Pour le point 1) et sans entrer dans les détails,
voici tout d'abord le nombre d'emplois créés par 1milliard
de $: - production militaire: 76 000 - production de machines: 86
000 - transports: 92 000 - construction: 100 000 - secteur santé:
139 000 - enseignement et éducation: 187 000... (sans commentaires!).
Ensuite, il existe une relation inverse frappante entre la part de PIB
consacrée à la recherche-développement et la compétitivité
de l'industrie des nations occidentales; les explications en sont connues:
développement d'un tissu industriel polarisé sur des réalisations
de pointe dans des domaines peu influants sur la valeur des exportations,
détournement
par le secteur militaro-industriel de certaines ressources rares des activités
civiles, et les "transferts de technologie" (expression à la mode!)
du militaire vers le civil sont bien moins importants qu'on le croit; enfin,
pour confirmer le tout, on vient de connaître le nombre de licenciements
chez les grands marchands d'armes: Thomson 5000, Dassault 2600, SNPE 1500,
Aérospaciale 1100, RVI 1000, Matra 300...
Rapidement pour le point 2) il faut au minimum savoir
que 20% de la dette sont liés aux dépenses militaires (pays
sud-américains: 25%) mais aussi que les... 167 petites
et grandes guerres survenues depuis 1945 se sont presque toutes
déroulées au Tiers Monde, avec, dans la plupart des cas,
un soutien étranger à l'un des belligérents; pour
ces pays la possession d'une industrie militaire et d'importantes forces
armées ne fait qu'entretenir les mécanismes du sous-développement,
ne serait-ce que par l'augmentation de leur dépendance à
notre égard: de plus, ils ne copient pas seulement nos modèles
de défense - basés sur des techniques de pointe - mais aussi
notre
développement à l'occidentale qui est pourtant source d'un
autre mal-développement (quart monde, chômage, drogue,
délinquance,...).
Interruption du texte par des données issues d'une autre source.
PR #353, opened 2021-11-23
TL/UCP: reduce_scatter

vspetrov:
## What
Enables reduce-scatter implementation in TL/UCP.

## Why ?
Main API. Also RS is needed for 2lvl Allreduce.

## How ?
- Enables Knomial RS to be used directly for reduce-scatter (not only as part of sra knomial allreduce)
- Implements ring reduce-scatter. Bi or uni-directional (option, default bi-directional). 
- RS knomial falls back to ring for non-power K case
- Adds gtests


vspetrov:
replacing with #361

Le commerce des armes a ainsi très souvent
pour objectif non avoué de préserver un système économique
fondé sur l'injustice sociale et a donc pour signification, ou comme
prétexte (Guerre du Golfe...), le maintien d'une certain "ordre
international".
Il faut donc sans cesse rappeler que le développement
d'un peuple dépend en priorité de sa capacité à
être indépendant, c'est à dire à pouvoir faire
des choix, d'acquérir les sécurités alimentaire, énergétique,
culturelle, d'approvisionnement, de santé (donc d'ordre économique
et politique), qui seules, répondent au véritable besoin
de sécurité; rappeler également que le sous-développement
du Sud et le "sur-développement" du Nord, ne constituent que les
deux facettes de ce même mal-développement mondial.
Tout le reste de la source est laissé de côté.